--- Data records ---
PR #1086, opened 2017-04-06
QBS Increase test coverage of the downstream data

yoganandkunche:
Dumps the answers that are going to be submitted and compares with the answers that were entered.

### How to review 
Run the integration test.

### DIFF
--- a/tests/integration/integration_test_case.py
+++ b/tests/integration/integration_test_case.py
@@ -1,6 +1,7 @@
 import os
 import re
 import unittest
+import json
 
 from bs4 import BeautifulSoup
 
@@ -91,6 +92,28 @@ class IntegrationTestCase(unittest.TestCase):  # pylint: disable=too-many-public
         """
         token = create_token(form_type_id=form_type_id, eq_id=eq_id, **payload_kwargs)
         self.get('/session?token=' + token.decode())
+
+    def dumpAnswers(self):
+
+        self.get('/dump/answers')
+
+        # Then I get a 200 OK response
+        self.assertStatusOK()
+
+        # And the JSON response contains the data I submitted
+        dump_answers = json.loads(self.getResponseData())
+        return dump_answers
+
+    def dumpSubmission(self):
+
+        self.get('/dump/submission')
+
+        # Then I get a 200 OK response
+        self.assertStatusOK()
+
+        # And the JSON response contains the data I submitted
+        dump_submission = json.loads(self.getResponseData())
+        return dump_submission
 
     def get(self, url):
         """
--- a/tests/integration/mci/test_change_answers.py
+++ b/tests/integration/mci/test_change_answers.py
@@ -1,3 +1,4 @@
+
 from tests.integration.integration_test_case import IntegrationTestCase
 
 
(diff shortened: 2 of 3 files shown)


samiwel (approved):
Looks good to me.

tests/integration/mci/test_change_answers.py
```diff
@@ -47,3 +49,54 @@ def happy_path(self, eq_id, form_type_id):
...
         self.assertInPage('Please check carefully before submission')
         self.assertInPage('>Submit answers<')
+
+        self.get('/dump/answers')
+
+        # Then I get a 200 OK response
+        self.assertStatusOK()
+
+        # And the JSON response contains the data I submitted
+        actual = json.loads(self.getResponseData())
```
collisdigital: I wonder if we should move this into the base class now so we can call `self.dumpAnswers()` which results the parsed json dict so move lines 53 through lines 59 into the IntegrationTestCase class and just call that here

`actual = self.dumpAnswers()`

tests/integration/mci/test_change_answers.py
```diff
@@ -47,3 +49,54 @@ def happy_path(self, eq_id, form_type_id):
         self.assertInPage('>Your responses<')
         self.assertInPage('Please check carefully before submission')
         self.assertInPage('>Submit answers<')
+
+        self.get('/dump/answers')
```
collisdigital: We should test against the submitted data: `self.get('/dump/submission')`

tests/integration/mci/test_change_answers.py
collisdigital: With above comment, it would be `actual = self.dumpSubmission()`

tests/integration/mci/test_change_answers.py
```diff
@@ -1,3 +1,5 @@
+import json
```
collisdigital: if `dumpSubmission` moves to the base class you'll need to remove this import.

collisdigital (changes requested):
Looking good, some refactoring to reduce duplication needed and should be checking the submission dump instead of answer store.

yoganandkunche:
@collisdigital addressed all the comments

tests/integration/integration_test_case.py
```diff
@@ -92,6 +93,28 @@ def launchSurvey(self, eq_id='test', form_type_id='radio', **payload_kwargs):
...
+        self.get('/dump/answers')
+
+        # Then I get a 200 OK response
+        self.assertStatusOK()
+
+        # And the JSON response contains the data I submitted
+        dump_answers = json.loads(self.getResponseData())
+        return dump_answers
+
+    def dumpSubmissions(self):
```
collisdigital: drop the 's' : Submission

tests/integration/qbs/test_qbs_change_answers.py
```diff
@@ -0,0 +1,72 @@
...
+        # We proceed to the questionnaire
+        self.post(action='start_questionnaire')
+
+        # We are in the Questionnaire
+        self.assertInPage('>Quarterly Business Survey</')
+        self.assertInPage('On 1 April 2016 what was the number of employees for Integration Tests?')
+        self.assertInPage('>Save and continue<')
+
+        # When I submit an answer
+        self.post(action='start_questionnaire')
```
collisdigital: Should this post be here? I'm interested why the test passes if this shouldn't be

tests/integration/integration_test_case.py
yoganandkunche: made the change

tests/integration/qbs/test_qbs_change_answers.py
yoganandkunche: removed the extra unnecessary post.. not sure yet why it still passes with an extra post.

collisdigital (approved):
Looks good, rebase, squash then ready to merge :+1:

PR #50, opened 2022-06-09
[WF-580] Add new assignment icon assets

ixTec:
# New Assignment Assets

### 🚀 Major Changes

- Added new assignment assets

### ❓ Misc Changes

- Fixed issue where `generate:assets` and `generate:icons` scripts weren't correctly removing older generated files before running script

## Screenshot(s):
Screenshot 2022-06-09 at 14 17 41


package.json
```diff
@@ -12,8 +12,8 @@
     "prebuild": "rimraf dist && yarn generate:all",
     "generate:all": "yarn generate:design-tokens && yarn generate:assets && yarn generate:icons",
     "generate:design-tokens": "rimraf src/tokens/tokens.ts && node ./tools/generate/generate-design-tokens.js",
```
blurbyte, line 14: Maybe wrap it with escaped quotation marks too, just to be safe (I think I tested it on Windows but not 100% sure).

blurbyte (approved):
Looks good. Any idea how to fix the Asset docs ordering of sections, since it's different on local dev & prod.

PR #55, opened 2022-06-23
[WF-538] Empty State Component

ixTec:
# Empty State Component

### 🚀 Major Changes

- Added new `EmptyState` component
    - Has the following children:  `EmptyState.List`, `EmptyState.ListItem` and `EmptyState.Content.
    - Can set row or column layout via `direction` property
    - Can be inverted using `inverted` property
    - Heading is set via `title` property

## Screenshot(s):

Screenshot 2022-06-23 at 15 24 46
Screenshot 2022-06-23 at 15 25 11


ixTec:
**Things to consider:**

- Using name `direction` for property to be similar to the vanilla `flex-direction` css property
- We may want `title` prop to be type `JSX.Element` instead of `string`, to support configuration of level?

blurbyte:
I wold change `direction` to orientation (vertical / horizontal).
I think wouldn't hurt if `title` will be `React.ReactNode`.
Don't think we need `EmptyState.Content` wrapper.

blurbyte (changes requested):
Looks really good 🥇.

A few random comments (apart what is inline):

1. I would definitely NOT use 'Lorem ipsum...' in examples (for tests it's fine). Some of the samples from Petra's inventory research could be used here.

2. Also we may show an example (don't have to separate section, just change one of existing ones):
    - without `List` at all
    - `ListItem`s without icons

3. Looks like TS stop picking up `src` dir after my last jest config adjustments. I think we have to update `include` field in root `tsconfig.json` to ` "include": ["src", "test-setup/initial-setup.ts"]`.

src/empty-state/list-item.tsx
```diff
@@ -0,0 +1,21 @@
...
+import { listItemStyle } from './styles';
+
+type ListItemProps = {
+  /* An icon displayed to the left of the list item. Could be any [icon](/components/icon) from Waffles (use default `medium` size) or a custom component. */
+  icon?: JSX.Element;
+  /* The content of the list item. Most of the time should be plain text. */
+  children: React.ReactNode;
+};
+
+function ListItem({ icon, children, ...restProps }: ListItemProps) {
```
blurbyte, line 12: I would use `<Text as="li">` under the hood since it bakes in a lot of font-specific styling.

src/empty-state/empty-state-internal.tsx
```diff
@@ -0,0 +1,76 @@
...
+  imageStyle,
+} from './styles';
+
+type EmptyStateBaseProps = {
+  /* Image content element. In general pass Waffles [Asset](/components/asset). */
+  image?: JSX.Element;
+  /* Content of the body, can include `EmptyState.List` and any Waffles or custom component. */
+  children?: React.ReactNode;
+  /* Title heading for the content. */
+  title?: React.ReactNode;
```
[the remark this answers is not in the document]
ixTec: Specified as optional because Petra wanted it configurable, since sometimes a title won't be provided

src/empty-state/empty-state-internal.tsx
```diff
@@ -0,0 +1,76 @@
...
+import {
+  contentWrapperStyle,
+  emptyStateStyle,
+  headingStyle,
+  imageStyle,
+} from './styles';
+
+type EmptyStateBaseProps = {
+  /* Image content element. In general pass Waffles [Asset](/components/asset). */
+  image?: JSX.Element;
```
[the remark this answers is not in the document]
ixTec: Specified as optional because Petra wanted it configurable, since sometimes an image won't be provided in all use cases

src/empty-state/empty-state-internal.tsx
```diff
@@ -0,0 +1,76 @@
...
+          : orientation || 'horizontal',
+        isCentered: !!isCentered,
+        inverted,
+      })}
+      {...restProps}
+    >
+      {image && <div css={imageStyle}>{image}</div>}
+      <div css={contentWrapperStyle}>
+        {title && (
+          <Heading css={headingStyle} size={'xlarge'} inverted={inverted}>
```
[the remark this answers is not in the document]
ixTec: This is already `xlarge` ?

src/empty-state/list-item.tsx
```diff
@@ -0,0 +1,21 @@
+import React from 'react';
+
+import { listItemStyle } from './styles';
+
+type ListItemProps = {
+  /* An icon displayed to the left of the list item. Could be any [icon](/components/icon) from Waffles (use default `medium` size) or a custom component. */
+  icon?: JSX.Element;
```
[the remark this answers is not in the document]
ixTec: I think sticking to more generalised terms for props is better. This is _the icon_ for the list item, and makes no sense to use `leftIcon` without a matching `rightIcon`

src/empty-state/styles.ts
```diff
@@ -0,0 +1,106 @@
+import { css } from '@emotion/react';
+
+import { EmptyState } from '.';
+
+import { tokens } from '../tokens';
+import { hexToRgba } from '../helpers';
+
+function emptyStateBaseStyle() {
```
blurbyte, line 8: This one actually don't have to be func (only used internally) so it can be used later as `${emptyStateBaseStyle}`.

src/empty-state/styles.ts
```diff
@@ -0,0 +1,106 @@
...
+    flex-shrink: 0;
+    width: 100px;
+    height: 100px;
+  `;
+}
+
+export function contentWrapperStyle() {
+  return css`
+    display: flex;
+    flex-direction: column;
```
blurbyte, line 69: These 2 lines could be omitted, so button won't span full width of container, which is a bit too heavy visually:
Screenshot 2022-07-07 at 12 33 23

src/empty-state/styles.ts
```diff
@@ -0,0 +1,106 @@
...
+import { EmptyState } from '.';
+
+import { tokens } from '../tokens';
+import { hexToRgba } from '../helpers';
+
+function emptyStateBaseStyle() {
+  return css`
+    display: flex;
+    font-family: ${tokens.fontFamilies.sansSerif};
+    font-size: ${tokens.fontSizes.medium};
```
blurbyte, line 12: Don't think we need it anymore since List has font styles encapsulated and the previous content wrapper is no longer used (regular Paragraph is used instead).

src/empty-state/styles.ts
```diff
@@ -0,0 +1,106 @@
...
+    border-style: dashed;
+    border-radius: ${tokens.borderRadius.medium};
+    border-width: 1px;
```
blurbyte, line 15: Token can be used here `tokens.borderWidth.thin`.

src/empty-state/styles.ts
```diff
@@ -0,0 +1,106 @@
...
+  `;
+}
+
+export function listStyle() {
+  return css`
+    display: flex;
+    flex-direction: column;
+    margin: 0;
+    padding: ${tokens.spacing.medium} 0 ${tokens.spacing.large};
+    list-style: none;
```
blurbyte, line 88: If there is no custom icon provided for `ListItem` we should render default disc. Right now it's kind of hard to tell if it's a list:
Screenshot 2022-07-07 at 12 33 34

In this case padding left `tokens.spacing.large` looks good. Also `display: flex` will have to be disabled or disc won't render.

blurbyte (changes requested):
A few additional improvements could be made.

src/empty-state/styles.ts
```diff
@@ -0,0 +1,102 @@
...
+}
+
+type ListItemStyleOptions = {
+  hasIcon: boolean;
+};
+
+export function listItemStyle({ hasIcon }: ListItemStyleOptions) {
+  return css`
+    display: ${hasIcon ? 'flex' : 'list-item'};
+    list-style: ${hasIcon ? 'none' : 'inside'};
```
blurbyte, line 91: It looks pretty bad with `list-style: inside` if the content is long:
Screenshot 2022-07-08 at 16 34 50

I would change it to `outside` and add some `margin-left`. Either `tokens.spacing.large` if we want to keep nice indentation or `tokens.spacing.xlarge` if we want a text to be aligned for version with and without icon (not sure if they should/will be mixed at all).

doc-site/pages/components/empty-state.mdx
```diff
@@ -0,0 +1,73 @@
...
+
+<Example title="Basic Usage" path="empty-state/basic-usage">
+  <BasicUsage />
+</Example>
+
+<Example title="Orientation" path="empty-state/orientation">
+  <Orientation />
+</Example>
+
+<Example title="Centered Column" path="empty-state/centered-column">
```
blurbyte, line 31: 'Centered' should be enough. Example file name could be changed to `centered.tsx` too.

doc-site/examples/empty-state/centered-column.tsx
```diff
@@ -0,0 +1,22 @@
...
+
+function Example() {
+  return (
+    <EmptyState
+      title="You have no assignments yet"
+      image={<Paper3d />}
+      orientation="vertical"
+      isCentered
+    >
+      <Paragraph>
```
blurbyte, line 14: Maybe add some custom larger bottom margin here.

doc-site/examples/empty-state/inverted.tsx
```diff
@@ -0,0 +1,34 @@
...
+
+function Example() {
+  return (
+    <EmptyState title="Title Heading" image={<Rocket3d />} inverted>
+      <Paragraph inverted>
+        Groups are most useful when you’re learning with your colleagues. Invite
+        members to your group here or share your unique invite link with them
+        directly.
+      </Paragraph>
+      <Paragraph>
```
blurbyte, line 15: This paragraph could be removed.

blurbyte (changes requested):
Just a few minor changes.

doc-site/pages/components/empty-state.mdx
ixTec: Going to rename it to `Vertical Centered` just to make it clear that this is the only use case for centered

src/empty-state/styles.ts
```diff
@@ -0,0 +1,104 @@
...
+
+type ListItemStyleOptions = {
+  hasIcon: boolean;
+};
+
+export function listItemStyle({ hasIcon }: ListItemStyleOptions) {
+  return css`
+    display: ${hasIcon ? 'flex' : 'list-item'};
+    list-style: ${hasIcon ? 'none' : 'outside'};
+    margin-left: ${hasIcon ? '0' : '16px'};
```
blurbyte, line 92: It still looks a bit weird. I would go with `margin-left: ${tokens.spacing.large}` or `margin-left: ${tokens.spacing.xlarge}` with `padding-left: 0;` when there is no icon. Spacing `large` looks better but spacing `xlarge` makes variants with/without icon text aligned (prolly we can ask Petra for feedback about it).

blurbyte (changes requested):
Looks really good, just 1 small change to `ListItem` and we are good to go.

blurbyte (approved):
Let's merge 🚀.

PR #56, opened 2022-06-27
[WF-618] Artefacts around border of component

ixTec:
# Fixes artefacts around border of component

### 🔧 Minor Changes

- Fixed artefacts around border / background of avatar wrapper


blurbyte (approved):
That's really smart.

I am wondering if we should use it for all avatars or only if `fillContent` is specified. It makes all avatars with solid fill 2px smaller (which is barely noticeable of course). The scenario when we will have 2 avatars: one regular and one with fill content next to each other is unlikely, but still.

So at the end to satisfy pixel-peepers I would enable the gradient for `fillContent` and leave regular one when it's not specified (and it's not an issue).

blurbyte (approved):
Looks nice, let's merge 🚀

--- Task to carry out ---
Copy each line of the records above that carries the word "inside".

--- Your solution ---
+    list-style: ${hasIcon ? 'none' : 'inside'};
blurbyte, line 91: It looks pretty bad with `list-style: inside` if the content is long:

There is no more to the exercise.